Someone has already thought this through

The evening reflection loop isn't sci-fi; academics described it back in 2023.

Take that exact morning problem — the agent asking about a retry we solved yesterday. Reflexion (Shinn et al., NeurIPS 2023) addresses precisely this: the agent verbally reflects on feedback and stores it in an episodic memory buffer, so next time it reads what tripped it up last time. No fine-tuning, no retraining of weights — all through text.

Generative Agents (Park et al., 2023) went further. A memory stream, retrieval by recency, importance, and relevance, and above all recursive synthesis of observations into reflections — the so-called reflection tree. The agent assembles higher-level conclusions out of small observations — exactly that step from "what happened" to "what holds because of it."

Sleep-time compute from the folks around Letta/MemGPT goes in yet another direction: a separate agent, off to the side and offline, consolidates memory. It deduplicates, rewrites, prunes. It turns "raw context" into "learned context." Exactly the step I'm missing in my day-to-day practice.

What if the agent had an evening of its own

What comes next I haven't tried — I'm treating it as a thought experiment, not a how-to. Thinking out loud: what if I gave the agent that evening?

Imagine that at the end of the day the agent looks back. Not to summarize everything — to select. It goes through the conversation, the decisions, the notes it gathered during the day. It asks itself: which decision did I second-guess and then come back to? What will I want to know here tomorrow without having to ask?

And it writes that handful of conclusions, structured, into a layer that gets sharper every day. Not a "what happened" log, but a "what holds because of it" distillate. Instead of adding to memory, it would rewrite it. In the morning it then wouldn't start by reading everything — it would start with what yesterday's self deemed essential.

Here's how I picture it: a Stop or SessionEnd hook at the end of the work fires off a separate reflection session. That session gets the day's conversation and the brief "don't write a log, pick three to five conclusions and merge them with what's already in memory." The output rewrites a topic file in auto-memory rather than setting it from scratch. Instead of a hook, a cloud cron via /schedule or /loop could handle it just as well — but the mechanism is beside the point. What's missing is the intent: to separate reflection from summarization.

The trap of an archive of junk

And now the honest objection, so this doesn't come off too tidy. A naive "write everything down" would end up worse than nothing.

You know it from Zettelkasten as the collector's fallacy: having notes isn't knowledge.

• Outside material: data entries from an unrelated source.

PR #963, opened 2022-07-26
better error handling for janus token generation; close #957

### LINKED ISSUE #957: Janus: expired token results in 500 when calling generate_task_token
It seems like when I use an expired token to call the Janus "generate task token" API, I get a 500 server error. It might be nice to have a more descriptive error message or response sent, and to have this handled more gracefully, instead.

coleshaw:
This PR more gracefully handles a situation where a user uses an expired token to generate a new task token (#957). Had to modify `TestAuth.rb` in order to mimic actual, production behavior.

### DIFF
--- a/etna/lib/etna/test_auth.rb
+++ b/etna/lib/etna/test_auth.rb
@@ -54,6 +54,9 @@ module Etna
 
       return false unless token
 
+      # Useful for testing certain behavior
+      params = request.env["rack.request.params"]
+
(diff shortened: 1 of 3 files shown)


coleshaw:
Okay, I know this is super-hacky, but trying to make `test_auth.rb` behave more like `auth.rb` (and return `false` on any token-expired errors) breaks tons of tests, and I'm not sure it's worth making that kind of breaking change...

Knowledge only emerges through processing — rewriting, connecting, distilling. A pile of notes is just a pile. And with an agent there's one extra catch: contradictory rules. When you have both "put the retry in the service" and "put the retry in the controller" in memory, the choice becomes arbitrary and the agent loses its footing. CLAUDE.md has its reason for staying under two hundred lines, as the docs recommend — longer files, by their account, lower adherence. The more you dump into the context, the worse the agent steers by it.

So that evening step must not be "add today to the pile." It has to be consolidation. Forgetting smartly. Merging duplicates, throwing out what didn't pan out, rewriting old conclusions with new ones. A smarter agent doesn't come from a bigger archive, but from better pruning.

For now, just an idea

For now it's just an idea I'm turning over. But it won't leave me alone.

A morning where neither I nor the agent starts from zero. Where the colleague who sits down across from me is one who, in the evening, picked out what from yesterday is worth bringing into today, and starts where we left off.

A question for you: if your agent had an evening of its own, would your morning workflow be better?